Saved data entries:
************

PR #283, opened 2015-09-16
Remove Import annotations from SpringSec-SpringBoot

mrioan:


mrioan:
@lhazlewood This PR manages to have Spring Security in Spring Boot without using explicit `@Import`

extensions/spring/boot/stormpath-spring-security-webmvc-spring-boot-starter/src/main/java/com/stormpath/spring/boot/autoconfigure/StormpathWebSecurityAutoConfiguration.java
```diff
@@ -32,7 +46,7 @@
 @ConditionalOnClass({Servlet.class, Filter.class, DispatcherServlet.class})
 @ConditionalOnWebApplication
 @EnableWebSecurity
-@Import(StormpathMethodSecurityConfiguration.class)
+@ComponentScan
```
lhazlewood: Why is this necessary?  We don't want Spring to scan for annotated beans in our packages - we want them all to be defined in our *Configuration classes that are automatically picked up via Spring Boot.  I think I'm misunderstanding something here :)

lhazlewood: In other words, why didn't you list the necessary AutoConfiguration class in the `@AutoConfigureAfter` list below ?

mrioan: Without `@ComponentScan` things do not work:
1. The `restricted` page can be accessed by an anonymous user
2. The `StormpathMethodSecurityConfiguration` configuration is being completely ignored.

I have tried many different settings, this was the only thing that got things working properly. It seems that SpringBoot cannot properly auto-configure everything itself without some help like `@Import` or `@ComponentScan`

mrioan: @lhazlewood I tried both `@AutoConfigureAfter` in this class and `@AutoConfigureBefore` in the target class, neither worked.

extensions/spring/boot/stormpath-spring-security-webmvc-spring-boot-starter/src/main/java/com/stormpath/spring/boot/autoconfigure/StormpathMethodSecurityAutoConfiguration.java
```diff
@@ -0,0 +1,26 @@
...
+package com.stormpath.spring.boot.autoconfigure;
+
+import com.stormpath.spring.config.StormpathMethodSecurityConfiguration;
+import org.springframework.context.annotation.Configuration;
+
+/**
+ * @since 1.0.RC5
+ */
+@Configuration
+public class StormpathMethodSecurityAutoConfiguration extends StormpathMethodSecurityConfiguration {
```
lhazlewood: This doesn't look like our other AutoConfiguration subclasses that override a method and call super for each method - why the difference?

mrioan: @lhazlewood This class does not differ in behavior to `StormpathMethodSecurityConfiguration` so I was able to extend directly from the concrete Spring configuration. I can move the code to an abstract class and have both `StormpathMethodSecurityConfiguration` and `StormpathMethodSecurityAutoConfiguration` extend it if you consider they could differ in the past.

lhazlewood: My point is how does a user override the beans in the configuration?  Unless I'm missing something, you can't override them in a Spring Boot environment because the methods are not declared as `@ConditionalOnMissingBean` (which would only be possible if they are declared in the subclass).

This is why our other configs always override a parent class and call super - to ensure the annotations work correctly in the two different environments (traditional Spring & Spring Boot).

Does this make sense?

mrioan: @lhazlewood yes, makes complete sense but I did not manage to get this working in a different way. I will give it a second shot. I'll analyze in more detail what Spring Boot is doing in the background in order to try to come up with a new solution.

mrioan:
hey @lhazlewood, I think I got things right this time!

lhazlewood:
Nice! Looking forward to it!

lhazlewood:
This looks really good - is it ready to merge now?  If so, please go ahead and delete the branch.

mrioan:
@lhazlewood I do think it is good enough to be merged. BUT I do want you to be aware of 2 changes: 

1. I added `StormpathMethodSecurityAutoConfiguration` to `stormpath-spring-security-webmvc-spring-boot-starter/src/main/resources/META-INF/spring.factories`
2. In `StormpathWebSecurityAutoConfiguration` this:

    @AutoConfigureAfter({StormpathWebMvcAutoConfiguration.class, StormpathSpringSecurityAutoConfiguration.class})

looks like this now:

    @AutoConfigureBefore(StormpathWebMvcAutoConfiguration.class)
    @AutoConfigureAfter(StormpathSpringSecurityAutoConfiguration.class)

Why? Because we need `stormpathCsrfTokenManager` from `StormpathWebSecurityAutoConfiguration ` to take precedence over the one in `StormpathWebMvcAutoConfiguration`

If you are ok with those changes I'll merge now....

lhazlewood:
Yep, this makes sense!  Please merge :)

PR #710, opened 2025-10-14
Fix `STARBackend.get core()` & `STARBackend.put core()`

BioCam:
Hi everyone,

## The Problem

1. The x-coordinate of `STARBackend.get core()` & `STARBackend.put core()` was 1 mm too high on a STAR when compared to VENUS - I noticed because the CORE-gripper tool pickup was working inconsistently.
2. PLR empowers the usage of a `STARBackend.core_adjustment: Coordinate` attribute. However, the `Coordinate` class takes mm as offset values and `STARBackend.get core()` & `STARBackend.put core()` have so far been given the mm coordinate values straight into the firmware commands dmm values. This also fails when a float is used in the `Coordinate` class .

## PR Content

1. Fixed the `STARBackend.get core()` & `STARBackend.put core()` x-coordinate for usage on a STAR - validated on machine.
2. Added correct conversion from `Coordinate` mm to dmm.


BioCam:
Tangentially relevant note (not caused nor influenced by this PR's content but on topic):

PLR currently uses a fairly advanced, dynamic "tip definition inside firmware" approach using command `C0TT` to reassign tips when they are encountered during a PLR run.

To my understanding, this is not currently including non-`Tip` "ChannelHeadTools" like the Gripper!

The Gripper is firmware-encoded to `tip_type_index = 14`.

This means that, currently, I would expect the usage of CORE-grippers to fail **IF** one were to use 15 _different_ types of tips in the same automated Protocol... this is very unlikely to be the case 😅 
But while we're on topic, worth thinking about a permanent solution?

rickwierenga:
> The Gripper is firmware-encoded to tip_type_index = 14.

good catch, I had not realized this

we should definitely define this dynamically like we do for actual tips

BioCam:
> we should definitely define this dynamically like we do for actual tips

I agree - I see the bigger issues to be more that we haven't created the `ChannelHeadTool` class that should be the deciding factor for "tip type indexing" into the firmware 🤔

rickwierenga:
yes exactly `ChannelHeadTool` would make implementing this much neater

rickwierenga:
thanks!

PR #711, opened 2025-10-14
BioShake backend

Nat-is-coding:
A new backend for the BioShake, as well as adding the class to the __init__.py file. Let me know if anything else is needed or revised.


pylabrobot/heating_shaking/bioshake_backend.py
```diff
@@ -0,0 +1,133 @@
...
+        return decoded
+
+    except Exception as e:
+        raise RuntimeError(
+            f"Unexpected error while sending '{cmd}': {type(e).__name__}: {e}"
+        ) from e
+
+  async def setup(self):
+    await super().setup()
+    await self.io.setup()
```
rickwierenga: should the device `home` or `reset` on setup?

Nat-is-coding: Good question. Initially, I had `home` in the setup process, but removed it shortly after when running the script again and again, where I was like, "this does not need to `home` the device every time the connection is established." 

But if someone were to integrate this backend into their PLR method with a liquid handler, where the BioShake is being called once to run their singular protocol, then yes, it should be homed within setup. 

But if someone was calling this script outside of that (on its own, like how I was using it), and calling said script multiple times but for different commands each time, then no, home should not be within the setup, else it would disrupt the process.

************

Keeping each word as it stands, transcribe every entry.

# Written reply
PR #283, opened 2015-09-16
Remove Import annotations from SpringSec-SpringBoot

mrioan:


mrioan:
@lhazlewood This PR manages to have Spring Security in Spring Boot without using explicit `@Import`

extensions/spring/boot/stormpath-spring-security-webmvc-spring-boot-starter/src/main/java/com/stormpath/spring/boot/autoconfigure/StormpathWebSecurityAutoConfiguration.java
```diff
@@ -32,7 +46,7 @@
 @ConditionalOnClass({Servlet.class, Filter.class, DispatcherServlet.class})
 @ConditionalOnWebApplication
 @EnableWebSecurity
-@Import(StormpathMethodSecurityConfiguration.class)
+@ComponentScan
```
lhazlewood: Why is this necessary?  We don't want Spring to scan for annotated beans in our packages - we want them all to be defined in our *Configuration classes that are automatically picked up via Spring Boot.  I think I'm misunderstanding something here :)

lhazlewood: In other words, why didn't you list the necessary AutoConfiguration class in the `@AutoConfigureAfter` list below ?

mrioan: Without `@ComponentScan` things do not work:
1. The `restricted` page can be accessed by an anonymous user
2. The `StormpathMethodSecurityConfiguration` configuration is being completely ignored.

I have tried many different settings, this was the only thing that got things working properly. It seems that SpringBoot cannot properly auto-configure everything itself without some help like `@Import` or `@ComponentScan`

mrioan: @lhazlewood I tried both `@AutoConfigureAfter` in this class and `@AutoConfigureBefore` in the target class, neither worked.

extensions/spring/boot/stormpath-spring-security-webmvc-spring-boot-starter/src/main/java/com/stormpath/spring/boot/autoconfigure/StormpathMethodSecurityAutoConfiguration.java
```diff
@@ -0,0 +1,26 @@
...
+package com.stormpath.spring.boot.autoconfigure;
+
+import com.stormpath.spring.config.StormpathMethodSecurityConfiguration;
+import org.springframework.context.annotation.Configuration;
+
+/**
+ * @since 1.0.RC5
+ */
+@Configuration
+public class StormpathMethodSecurityAutoConfiguration extends StormpathMethodSecurityConfiguration {
```
lhazlewood: This doesn't look like our other AutoConfiguration subclasses that override a method and call super for each method - why the difference?

mrioan: @lhazlewood This class does not differ in behavior to `StormpathMethodSecurityConfiguration` so I was able to extend directly from the concrete Spring configuration. I can move the code to an abstract class and have both `StormpathMethodSecurityConfiguration` and `StormpathMethodSecurityAutoConfiguration` extend it if you consider they could differ in the past.

lhazlewood: My point is how does a user override the beans in the configuration?  Unless I'm missing something, you can't override them in a Spring Boot environment because the methods are not declared as `@ConditionalOnMissingBean` (which would only be possible if they are declared in the subclass).

This is why our other configs always override a parent class and call super - to ensure the annotations work correctly in the two different environments (traditional Spring & Spring Boot).

Does this make sense?

mrioan: @lhazlewood yes, makes complete sense but I did not manage to get this working in a different way. I will give it a second shot. I'll analyze in more detail what Spring Boot is doing in the background in order to try to come up with a new solution.

mrioan:
hey @lhazlewood, I think I got things right this time!

lhazlewood:
Nice! Looking forward to it!

lhazlewood:
This looks really good - is it ready to merge now?  If so, please go ahead and delete the branch.

mrioan:
@lhazlewood I do think it is good enough to be merged. BUT I do want you to be aware of 2 changes: 

1. I added `StormpathMethodSecurityAutoConfiguration` to `stormpath-spring-security-webmvc-spring-boot-starter/src/main/resources/META-INF/spring.factories`
2. In `StormpathWebSecurityAutoConfiguration` this:

    @AutoConfigureAfter({StormpathWebMvcAutoConfiguration.class, StormpathSpringSecurityAutoConfiguration.class})

looks like this now:

    @AutoConfigureBefore(StormpathWebMvcAutoConfiguration.class)
    @AutoConfigureAfter(StormpathSpringSecurityAutoConfiguration.class)

Why? Because we need `stormpathCsrfTokenManager` from `StormpathWebSecurityAutoConfiguration ` to take precedence over the one in `StormpathWebMvcAutoConfiguration`

If you are ok with those changes I'll merge now....

lhazlewood:
Yep, this makes sense!  Please merge :)

PR #710, opened 2025-10-14
Fix `STARBackend.get core()` & `STARBackend.put core()`

BioCam:
Hi everyone,

## The Problem

1. The x-coordinate of `STARBackend.get core()` & `STARBackend.put core()` was 1 mm too high on a STAR when compared to VENUS - I noticed because the CORE-gripper tool pickup was working inconsistently.
2. PLR empowers the usage of a `STARBackend.core_adjustment: Coordinate` attribute. However, the `Coordinate` class takes mm as offset values and `STARBackend.get core()` & `STARBackend.put core()` have so far been given the mm coordinate values straight into the firmware commands dmm values. This also fails when a float is used in the `Coordinate` class .

## PR Content

1. Fixed the `STARBackend.get core()` & `STARBackend.put core()` x-coordinate for usage on a STAR - validated on machine.
2. Added correct conversion from `Coordinate` mm to dmm.


BioCam:
Tangentially relevant note (not caused nor influenced by this PR's content but on topic):

PLR currently uses a fairly advanced, dynamic "tip definition inside firmware" approach using command `C0TT` to reassign tips when they are encountered during a PLR run.

To my understanding, this is not currently including non-`Tip` "ChannelHeadTools" like the Gripper!

The Gripper is firmware-encoded to `tip_type_index = 14`.

This means that, currently, I would expect the usage of CORE-grippers to fail **IF** one were to use 15 _different_ types of tips in the same automated Protocol... this is very unlikely to be the case 😅 
But while we're on topic, worth thinking about a permanent solution?

rickwierenga:
> The Gripper is firmware-encoded to tip_type_index = 14.

good catch, I had not realized this

we should definitely define this dynamically like we do for actual tips

BioCam:
> we should definitely define this dynamically like we do for actual tips

I agree - I see the bigger issues to be more that we haven't created the `ChannelHeadTool` class that should be the deciding factor for "tip type indexing" into the firmware 🤔

rickwierenga:
yes exactly `ChannelHeadTool` would make implementing this much neater

rickwierenga:
thanks!

PR #711, opened 2025-10-14
BioShake backend

Nat-is-coding:
A new backend for the BioShake, as well as adding the class to the __init__.py file. Let me know if anything else is needed or revised.


pylabrobot/heating_shaking/bioshake_backend.py
```diff
@@ -0,0 +1,133 @@
...
+        return decoded
+
+    except Exception as e:
+        raise RuntimeError(
+            f"Unexpected error while sending '{cmd}': {type(e).__name__}: {e}"
+        ) from e
+
+  async def setup(self):
+    await super().setup()
+    await self.io.setup()
```
rickwierenga: should the device `home` or `reset` on setup?

Nat-is-coding: Good question. Initially, I had `home` in the setup process, but removed it shortly after when running the script again and again, where I was like, "this does not need to `home` the device every time the connection is established." 

But if someone were to integrate this backend into their PLR method with a liquid handler, where the BioShake is being called once to run their singular protocol, then yes, it should be homed within setup. 

But if someone was calling this script outside of that (on its own, like how I was using it), and calling said script multiple times but for different commands each time, then no, home should not be within the setup, else it would disrupt the process.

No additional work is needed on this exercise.